Es war ein Trauerspiel und zugleich eine Posse. Das Gallische Reich verlief, wie es mußte. Civilis und seine Germanen ließen es zunächst sich wohl gefallen, daß der Zwist im römischen Lager ihnen die eine wie die andere Hälfte der Feinde in die Hände lieferte, aber er dachte nicht daran, jenes Reich anzuerkennen, und noch weniger seine rechtsrheinischen Genossen.

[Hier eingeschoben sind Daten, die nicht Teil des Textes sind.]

PR #2242, opened 2015-06-18
Redmine #7193: Fix SIGTERM waking up the loop instead of ending it.

kacfengine:
After all the sleeping we do, we need to make sure that we check if we
should terminate, otherwise the signal will simply spin the loop,
which triggers cf-agent, which spawns a new cf-execd, and we are back
where we started. At least by checking the flag, this probability is
drastically reduced.

Note that this does not fully fix the problem, since the signal
arrival is inherently a race condition, and this cannot be avoided. So
additional changes to the service scripts are still needed in order to
make sure that all daemons are stopped.

Also make sure that we do not enter yet another sleep after the first
has been interrupted. Again, this is a race condition, but it should
still improve things.

### DIFF
--- a/cf-execd/cf-execd.c
+++ b/cf-execd/cf-execd.c
@@ -313,6 +313,21 @@ void ThisAgentInit(void)
 
 /*****************************************************************************/
 
+// msg should include exactly one reference to unsigned int.
+static unsigned int MaybeSleepLog(LogLevel level, const char *msg, unsigned int seconds)
+{
+    if (IsPendingTermination())
+    {
+        return seconds;
+    }
+
+    Log(level, msg, seconds);
+
+    return sleep(seconds);
+}
+
+/*****************************************************************************/
+
 /* Might be called back from NovaWin_StartExecService */
 void StartServer(EvalContext *ctx, Policy *policy, GenericAgentConfig *config, ExecdConfig **execd_config, ExecConfig **exec_config)
 {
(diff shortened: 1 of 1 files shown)


kacfengine:
@jimis: Needs review.

kacfengine:
trigger build

jimis:
+1 for the initiative

You think it's related to https://dev.cfengine.com/issues/6659 ?

libpromises/cf3.defs.h
```diff
@@ -322,8 +322,6 @@ struct GidList_
 
 #define CF_DONEPASSES  4
 
-#define CFPULSETIME 60
```
jimis: Eddy has used CFPULSETIME in nova.

kacfengine:
Yes, that's exactly it. I should add that ticket to the commit as well.

libpromises/cf3.defs.h
kacfengine: Ah, good catch, I thought I had searched through everything, but I missed nova.

jimis:
+1

kacfengine:
trigger build

cf-execd/cf-execd.c
```diff
@@ -371,8 +386,14 @@ void StartServer(EvalContext *ctx, Policy *policy, GenericAgentConfig *config, E
...
+                MaybeSleepLog(LOG_LEVEL_VERBOSE, "Sleeping for splaytime %u seconds", (*execd_config)->splay_time);
+
+                // We are sleeping both above and inside ScheduleRun(), so make
+                // sure a terminating signal did not arrive during that time.
+                if (IsPendingTermination())
+                {
+                    break;
+                }
 
                 if (!LocalExecInThread(*exec_config))
```
jimis: Wow, cf-execd is multithreaded! That was unexpected...

kacfengine:
This was cherry-picked to both 3.6.x and 3.7.x.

Ebenso wenig wollten die Gallier selbst davon etwas wissen, wobei allerdings der schon bei dem Aufstand des Vindex hervorgetretene Riß zwischen den östlichen Distrikten und dem übrigen Lande mit ins Gewicht fiel. Die Treverer und die Lingonen, deren leitende Männer jene Lagerverschwörung angezettelt hatten, standen zu ihren Führern, aber sie blieben so gut wie allein, nur die Vangionen und Triboker schlossen sich an. Die Sequaner, in deren Gebiet die benachbarten Lingonen einrückten, um sie zum Beitritt zu bestimmen, schlugen dieselben kurzweg zum Lande hinaus. Die angesehenen Remer, der führende Gau in der Belgica, riefen den Landtag der drei Gallien ein, und obwohl es an politischen Freiheitsrednern auf demselben nicht mangelte, so beschloß derselbe lediglich, die Treverer von der Auflehnung abzumahnen.

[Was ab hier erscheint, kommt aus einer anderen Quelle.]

PR #2244, opened 2015-06-18
Redmine#7244: Do not allow to kill self.

jimis:


libpromises/process_lib.h
```diff
@@ -27,7 +27,12 @@
 
 #include <platform.h>
 
-#define PROCESS_START_TIME_UNKNOWN ((time_t)0)
+
+/* TODO move to libutils, once windows implementation is merged. */
+
```
jimis: @kacfengine this is an example of what I was describing. One function implemented in libcfenterprise (`GracefulTerminate()`) keeps all these files (`process_*.[ch]`) in libpromises, instead of libutils where they belong.

jimis:
trigger build

libpromises/process_lib.h
kacfengine: Right, I see what you mean.

kacfengine:
Cherry-picked to 3.7.x (the enterprise one too).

Wie die Verfassung des neuen Reiches ausgefallen sein würde, wenn es zustande gekommen wäre, ist schwer zu sagen; wir erfahren nur, daß jener Sabinus, der Urenkel der Kebse Caesars, sich auch Caesar nannte und in dieser Eigenschaft sich von den Sequanern schlagen ließ, Classicus dagegen, dem solche Aszendenz nicht zu Gebote stand, die Abzeichen der römischen Magistratur anlegte, also wohl den republikanischen Prokonsul spielte. Dazu paßt eine Münze, die von Classicus oder seinen Anhängern geschlagen sein muß, welche den Kopf der Gallia zeigt, wie die Münzen der römischen Republik den der Roma, und daneben das Legionssymbol mit der recht verwegenen Umschrift der “Treue” (fides).

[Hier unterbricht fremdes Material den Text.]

PR #2245, opened 2015-06-18
Parse /proc/net/route and allow dumping all JSON vars

tzz:
See https://dev.cfengine.com/issues/7295

There are several commits here:

* builds on top of #2477
* add IPv4 parsing in the big-endian format `0A0B0C0D` used in `/proc/net/route`
* add IPv6 parsing in the big-endian format (32 hex digits) used in `/proc/net/tcp6` etc.
* add port parsing and output
* parse `/proc/net/route` and build a JSON object called `sys.proc_routes` with all the route flags and info.  Note this is not a "classic" array but will behave like it for things like `getindices` so it's nice.  Also create `ipv4_gw_a_b_c_d` hard classes for every gateway thus found.
* parse `/proc/net/ipv6_routes` and build a JSON object called `sys.proc_ipv6_routes` with all the IPv6 route flags and info.  Note this is not a "classic" array but will behave like it for things like `getindices` so it's nice.
* parse `/proc/net/if_inet6` and build a JSON object called `sys.ipv6_addresses` with all the IPv6 interfaces and their addresses.  Note this is not a "classic" array but will behave like it for things like `getindices` so it's nice.
* parse `/proc/net/netstat` and build a JSON object called `sys.proc_stats` with all the netstats.  Note this is not a "classic" array but will behave like it for things like `getindices` so it's nice.
* parse `/proc/net/{tcp,tcp6,udp,udp6}` and build a JSON object called `sys.proc_ports_NAME` with all the port connection info.  Note this is not a "classic" array but will behave like it for things like `getindices` so it's nice.
* parse `/proc/net/dev` and build a JSON object called `sys.proc_dev` with all the device stats, **KEYED BY DEVICE NAME**.  Note this is not a "classic" array but will behave like it for things like `getindices` so it's nice.
* set `sys.default_gateway` from routes with flags up + gateway and destination `0.0.0.0`
* everything is refactored several times to use a few general parsing functions and I extract to JSON integers and IP strings whenever possible

TODOs:

* Linux-only.  I don't think it will be too different on other platforms, though.
* I assume the flags are in hex format, I can't find an example though.  Lots of TODOs that need to be confirmed.
* I assume `/proc/net/netstat` always follows the headers of a section with the section data
* the code definitely needs cleanup
* verify list of port states in `GetPortStateString`
* JSON integers overflow when I parse things like number of octets `72886446156` so I left many counters as strings

Sample output:

```console
% sudo /var/cfengine/bin/cf-promises --show-vars-all|grep proc_route

default:sys.proc_routes                  [{"dest":"0.0.0.0","flags":["up","net","gateway"],"gateway":"192.168.2.1","interface":"eth0","mask":"0.0.0.0"},{"dest":"169.254.0.0","flags":["up","net","local"],"gateway":"0.0.0.0","interface":"eth0","mask":"255.255.0.0"},{"dest":"172.17.0.0","flags":["up","net","local"],"gateway":"0.0.0.0","interface":"docker0","mask":"255.255.0.0"},{"dest":"192.168.2.0","flags":["up","net","local"],"gateway":"0.0.0.0","interface":"eth0","mask":"255.255.255.0"}] source=agent

% sudo /var/cfengine/bin/cf-promises --show-vars-all|grep proc_stats

default:sys.proc_stats                   {"IpExt":{"InBcastOctets":"29635203","InBcastPkts":"529095","InCEPkts":"6710","InCsumErrors":"0","InECT0Pkts":"6017","InECT1Pkts":"67","InMcastOctets":"76888189","InMcastPkts":"239199","InNoECTPkts":"67713439","InNoRoutes":"0","InOctets":"67651131214","InTruncatedPkts":"0","OutBcastOctets":"0","OutBcastPkts":"0","OutMcastOctets":"692006","OutMcastPkts":"5579","OutOctets":"54165901838"},"TcpExt":{"ArpFilter":"0","BusyPollRxPackets":"0","DelayedACKLocked":"224","DelayedACKLost":"20947","DelayedACKs":"514102","EmbryonicRsts":"2575","IPReversePathFilter":"0","ListenDrops":"89","ListenOverflows":"0","LockDroppedIcmps":"0","OfoPruned":"0","OutOfWindowIcmps":"31","PAWSActive":"0","PAWSEstab":"404","PAWSPassive":"0","PruneCalled":"0","RcvPruned":"0","SyncookiesFailed":"0","SyncookiesRecv":"0","SyncookiesSent":"0","TCPAbortFailed":"0","TCPAbortOnClose":"8436","TCPAbortOnData":"58955","TCPAbortOnLinger":"0","TCPAbortOnMemory":"0","TCPAbortOnTimeout":"1168","TCPAutoCorking":"75223","TCPBacklogDrop":"0","TCPChallengeACK":"1766","TCPDSACKIgnoredNoUndo":"6106","TCPDSACKIgnoredOld":"168","TCPDSACKOfoRecv":"82","TCPDSACKOfoSent":"540","TCPDSACKOldSent":"24164","TCPDSACKRecv":"13273","TCPDSACKUndo":"329","TCPDeferAcceptDrop":"0","TCPDirectCopyFromBacklog":"2473697","TCPDirectCopyFromPrequeue":"108895753","TCPFACKReorder":"9","TCPFastOpenActive":"0","TCPFastOpenActiveFail":"0","TCPFastOpenCookieReqd":"0","TCPFastOpenListenOverflow":"0","TCPFastOpenPassive":"0","TCPFastOpenPassiveFail":"0","TCPFastRetrans":"44675","TCPForwardRetrans":"2634","TCPFromZeroWindowAdv":"5","TCPFullUndo":"654","TCPHPAcks":"2509398","TCPHPHits":"13927595","TCPHPHitsToUser":"27396","TCPHystartDelayCwnd":"11019","TCPHystartDelayDetect":"254","TCPHystartTrainCwnd":"695","TCPHystartTrainDetect":"31","TCPLossFailures":"4094","TCPLossProbeRecovery":"5192","TCPLossProbes":"20383","TCPLossUndo":"6593","TCPLostRetransmit":"2675","TCPMD5NotFound":"0","TCPMD5Unexpected":"0","TCPMemoryPressures":"0","TCPMinTTLDrop":"0","TCPOFODrop":"0","TCPOFOMerge":"417","TCPOFOQueue":"601830","TCPOrigDataSent":"39020959","TCPPartialUndo":"122","TCPPrequeueDropped":"0","TCPPrequeued":"1544329","TCPPureAcks":"7046974","TCPRcvCoalesce":"3759616","TCPRcvCollapsed":"0","TCPRenoFailures":"16","TCPRenoRecovery":"10","TCPRenoRecoveryFail":"1","TCPRenoReorder":"1","TCPReqQFullDoCookies":"0","TCPReqQFullDrop":"0","TCPRetransFail":"0","TCPSACKDiscard":"0","TCPSACKReneging":"1","TCPSACKReorder":"37","TCPSYNChallenge":"1253","TCPSackFailures":"5080","TCPSackMerged":"88803","TCPSackRecovery":"20133","TCPSackRecoveryFail":"3073","TCPSackShiftFallback":"57948","TCPSackShifted":"37892","TCPSchedulerFailed":"2","TCPSlowStartRetrans":"16433","TCPSpuriousRTOs":"4722","TCPSpuriousRtxHostQueues":"14","TCPSynRetrans":"259394","TCPTSReorder":"165","TCPTimeWaitOverflow":"0","TCPTimeouts":"85582","TCPToZeroWindowAdv":"5","TCPWantZeroWindowAdv":"20","TW":"386769","TWKilled":"0","TWRecycled":"0"}} source=agent              

% sudo /var/cfengine/bin/cf-promises --show-vars-all|grep proc_ports

default:sys.proc_ports_tcp               [{"local":"0.0.0.0:48367","remote":"0.0.0.0:0","state":"UNKNOWN"},{"local":"192.168.2.48:59463","remote":"12.0.2.8:443","state":"ESTABLISHED"},...] source=agent                            

...etc...

default:sys.proc_ports_tcp6              [{"local":"0:0:0:0:0:0:0:0:22","remote":"0:0:0:0:0:0:0:0:0","state":"UNKNOWN"},...] source=agent                            

default:sys.proc_ports_udp               [{"local":"0.0.0.0:1900","remote":"0.0.0.0:0","state":"CLOSE"},...] source=agent                            

default:sys.proc_ports_udp6              [{"local":"0:0:0:0:0:0:0:0:43899","remote":"0:0:0:0:0:0:0:0:0","state":"CLOSE"},{"local":"0:0:0:0:0:0:0:0:5353","remote":"0:0:0:0:0:0:0:0:0","state":"CLOSE"},{"local":"0:0:0:0:0:0:0:0:47735","remote":"0:0:0:0:0:0:0:0:0","state":"CLOSE"}] source=agent                          

default:sys.proc_dev                     {
"docker0":{"device":"docker0","receive_bytes":"0","receive_compressed":"0","receive_drop":"0","receive_errors":"0","receive_fifo":"0","receive_frame":"0","receive_multicast":"0","receive_packets":"0","transmit_bytes":"0","transmit_compressed":"0","transmit_drop":"0","transmit_errors":"0","transmit_fifo":"0","transmit_frame":"0","transmit_multicast":"0","transmit_packets":"0"},
"eth0":{"device":"eth0","receive_bytes":"74859697272","receive_compressed":"0","receive_drop":"0","receive_errors":"0","receive_fifo":"0","receive_frame":"0","receive_multicast":"1113481","receive_packets":"75288382","transmit_bytes":"63116604703","transmit_compressed":"0","transmit_drop":"0","transmit_errors":"0","transmit_fifo":"0","transmit_frame":"0","transmit_multicast":"0","transmit_packets":"74735004"},
"lo":{"device":"lo","receive_bytes":"13597339","receive_compressed":"0","receive_drop":"0","receive_errors":"0","receive_fifo":"0","receive_frame":"0","receive_multicast":"0","receive_packets":"87933","transmit_bytes":"13597339","transmit_compressed":"0","transmit_drop":"0","transmit_errors":"0","transmit_fifo":"0","transmit_frame":"0","transmit_multicast":"0","transmit_packets":"87933"}} inventory,networking,source=agent       

default:sys.proc_ipv6_routes             [{"dest":"0:0:0:0:0:0:0:0","dest_prefix":"40","flags":["up","net","local"],"interface":"eth0","metric":256,"next_hop":"0:0:0:0:0:0:0:0","refcnt":0,"source_prefix":"00","use":0},{"dest":"0:0:0:0:0:0:0:0","dest_prefix":"80","flags":["up","net","local"],"interface":"lo","metric":0,"next_hop":"0:0:0:0:0:0:0:0","refcnt":1,"source_prefix":"00","use":0},{"dest":"0:0:0:0:0:0:0:0","dest_prefix":"08","flags":["up","net","local"],"interface":"eth0","metric":256,"next_hop":"0:0:0:0:0:0:0:0","refcnt":0,"source_prefix":"00","use":0}] inventory,networking,source=agent       

 ```

### CODE REVIEW

**Comment by tzz** [comment]
I added a commit that simplifies parsing significantly for some cases by delegating to PCRE regular expression extraction.

**Comment by tzz** [comment]
I added a commit to collect open ports, see PR summary...

**Comment by tzz** [comment]
The latest commit also fixes some bugs in earlier commits.  Sorry for the accumulation, I can squash if needed.

**Comment by jimis** [comment]
Thanks Ted. It might take some time to review, since it's a feature aimed for master (i.e. 3.8) and not 3.7.

**Comment by tzz** [comment]
@jimis no problem.  I'm sure I'll need to change the code a bit.  I also think some of the new functions should go elsewhere in the core, they are generally useful.

Now that I have mostly addressed the original feature request in https://dev.cfengine.com/issues/7295 I have two directions here:

* keep adding parsers for `/proc` paths (it's really easy now, with PCRE)
* provide alternatives when `/proc` is not available.  For example, we can use `netstat -rn` to approximate the route information.

Please let me know if those directions are OK or if you want to cut off the flow until you have a chance to review things so far.

**Comment by tzz** [comment]
...added `/proc/net/dev` and `/proc/net/ipv6_route` parsing, plus lots of refactoring

**Comment by tzz** [comment]
I can't think of any other `/proc/net` parsers I would find useful, suggestions are welcome.  Also verifications of the code and the conversions (especially where I parse things as hex or decimal) are very welcome.

So next is some code review, more refactoring and moving or renaming functions, and maybe providing fallbacks for the common cases where `/proc` is not available but the data may be available elsewhere.  I'll wait for @jimis for that.

**Comment by tzz** [comment]
ping?

**Comment by estenberg** [comment]
The variables need to avoid "proc" from their name, which is implementation-specific.
Also, we should review other sys variables for duplication..

**Comment by tzz** [comment]
Which one of these should I use?

* `proc.routes` (new special context)
* `sys.proc` (data container with all the parsed data inside)
* `net.routes` (new special context)
* `sys.network` (data container)
* something else?

Also I was wondering if it would be useful to check `enable_feature_proc` (default `any`) and `disable_feature_proc` (default `!any`) classes, so users can turn this off if they don't want it.

**Comment by tzz** [comment]
Note also that I plan to add process inventory here, so whatever naming convention we use, it should fit a process inventory as well.

**Comment by estenberg** [comment]
What about sys.ports_XYZ and sys.routes?
I don't think we should nest everything into one container as it will get very deep, large and hard to use.

We should not inventory volatile data (won't be useful for configuration nor reporting), so not sure if we need proc_stats?

Why not simply add JSON support to --show-vars in stead of increasing complexity with yet-another option? Is there some kind of technical limitation?

**Comment by tzz** [comment]
OK, removed `--show-vars-all` and now `show-vars` shows structured data as well.

**Comment by tzz** [comment]
I'd like to keep `proc_stats` but maybe move it to a new context for volatile statistics data.  How about `mon.network_stats`?

**Comment by tzz** [comment]
OK; removed `proc_` prefix from all the new variables except `proc_stats` pending that decision.  Also added better tags to all the variables and patched `JsonObjectGetAsString` to work on non-string primitives (so integers and reals etc. can be serialized).  Ready for another review.

**Comment by worr** [comment]
Would it be worth trying to do some abstraction around network information in libutils or something? While the easiest way to get network information in Linux is through `/proc`, the same interface doesn't apply to any other platforms.

In Solaris, it will likely still be through `/proc`, but it's far easier than Linux since we can just cast the data read to the appropriate struct (Solaris' `/proc` are binary dumps of structs).

In FreeBSD, there is no `/proc` unless it's specifically enabled, and compatibility with Linux there is fuzzy at best. `sysctl(3)` is likely the best way to get network info. Same with OpenBSD and NetBSD, but they don't have `/proc` at all, and will only support `sysctl(3)`

Idk about AIX or HP-UX.

Wrapping these is probably the easiest way to handle this while avoiding `ifdef`s in the rest of the code.

Just my 2c.

**Comment by tzz** [comment]
I'm Linux-only, so the work for other platforms would have to be done by other contributors.  Otherwise it seems like a good idea.

I see a split, though: there's this PR, which is a direct parsing of `/proc/net`.  And you're proposing a more abstract view of networking, which would not have all the detail.  So maybe it's a followup PR rather than something we have to do in this one?

**Comment by worr** [comment]
Yeah, that's exactly what I'm proposing.

The reason I mention it in this PR, is that whomever (I'd be willing to, once I'm no longer lawyer-blocked) picks up the multiplatform work here, will stick these into the same ifdefs that are littered throughout the PR. Would it not make sense to pump this either into libutils or (keep it) in libenv, but put the platform-specific implementations into their own files? We can conditionally compile these files and keep the implementation separate.

That is to say, we can take functions like `GetNetworkingRouteInfo`, and pump them into a file like `netinfo_linux.c` and conditionally compile that in.

That keeps the implementation separate, cleans up the `ifdef`s, and provides an API defined in the header for these that other implementors can implement. This also keeps platform-specific helper functions like `GetProcInfo` separate from the rest of the implementation.

It seems to make sense to do it in this PR, since you're introducing the API here. Does this make sense? Mike asked me to take a look at the PR, so I'm just offering my 2c.

**Comment by tzz** [comment]
I'm happy to support you, @worr, but I don't want to write or maintain the code for all the platforms you mentioned.  You seem to have the right ideas, so why not take my code and build on top of it as needed, or rewrite it?  I'll be more than happy to help out and close this PR.

The only things I would suggest are:

* maybe keep the parsing at the text level instead of talking directly to the kernel structs?  That's a judgment call but to me it seems easier to support incompatible structs in the long run by adjusting regexes
* maybe we don't have to support dead platforms in this PR.  If users need it, let them contribute.  But if the code uses regexes (as I suggest), it will be easier for non-expect contributors to provide the right changes.
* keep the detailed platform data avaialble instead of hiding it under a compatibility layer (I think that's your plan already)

Zunächst am Rhein freilich hatten die Reichsmänner in Gemeinschaft mit den insurgierten Germanen freie Hand. Die Reste der beiden Legionen, die in Vetera kapituliert hatten, wurden gegen die Kapitulation und gegen Civilis’ Willen niedergemacht, die beiden von Novaesium und Bonna nach Trier geschickt, die sämtlichen römischen Rheinlager, große und kleine, mit Ausnahme von Mogontiacum niedergebrannt. In der schlimmsten Lage fanden sich die Agrippinenser. Die Reichsmänner hatten sich allerdings darauf beschränkt, von ihnen den Treueid zu fordern; aber ihnen vergaßen es die Germanen nicht, daß sie eigentlich die Ubier waren. Eine Botschaft der Tencterer vom rechten Rheinufer - es war dies einer der Stämme, deren alte Heimat die Römer ödegelegt hatten und als Viehtrift benutzten, und die infolgedessen sich andere Wohnsitze hatten suchen müssen - forderte die Schleifung dieses Hauptsitzes der germanischen Apostaten und die Hinrichtung aller ihrer Bürger römischer Herkunft. Dies wäre auch wohl beschlossen worden, wenn nicht sowohl Civilis, der ihnen persönlich verpflichtet war, wie auch die germanische Prophetin, Veleda im Bructerergau, welche diesen Sieg vorhergesagt hatte und deren Autorität das ganze Insurgentenheer anerkannte, ihr Fürwort eingelegt hätten.